• _Assignment_: Your answer must consist of one number: how many lines in the records contain "look".

• _Records for this task_:
PR #4584, opened 2022-04-08
fix(env-tree): update the collapsible status condition

qinezh:
Update the condition to collapse the env tree node according to its children number.

E2E TEST: UI related.

### DIFF
--- a/packages/vscode-extension/src/treeview/environmentTreeItem.ts
+++ b/packages/vscode-extension/src/treeview/environmentTreeItem.ts
@@ -44,11 +44,17 @@ const subscriptionIcon = new vscode.ThemeIcon("key");
 const resourceGroupIcon = new vscode.ThemeIcon("symbol-method");
 
 export class EnvironmentNode extends DynamicNode {
+  private _children: DynamicNode[] | undefined;
+
   constructor(public identifier: string) {
     super(identifier, vscode.TreeItemCollapsibleState.None);
   }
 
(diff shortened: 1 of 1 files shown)


packages/vscode-extension/src/treeview/environmentTreeItem.ts
```diff
@@ -69,13 +69,14 @@ export class EnvironmentNode extends DynamicNode {
 
   public async getTreeItem(): Promise<vscode.TreeItem> {
     const envInfo = await this.getCurrentEnvInfo(this.identifier);
-    const isSpfxProject = ext.workspaceUri ? isSPFxProject(ext.workspaceUri.fsPath) : false;
-
     this.iconPath = envInfo === EnvInfo.ProvisionedRemoteEnv ? provisionedIcon : nonProvisionedIcon;
+
+    const children = await this.getChildren();
```
tecton, line 74: I think we'd better not calling `getChildren()` directly because VSCode will call this function if collapsibleState is Expanded. So the function would be called twice. The time cost is relatively small here but it's better to cache the children data.

qinezh: Thanks! It makes sense, let me take a further look at it.

qinezh: Updated, please take a look.

tecton (approved):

• _Solution for this exercise_: 2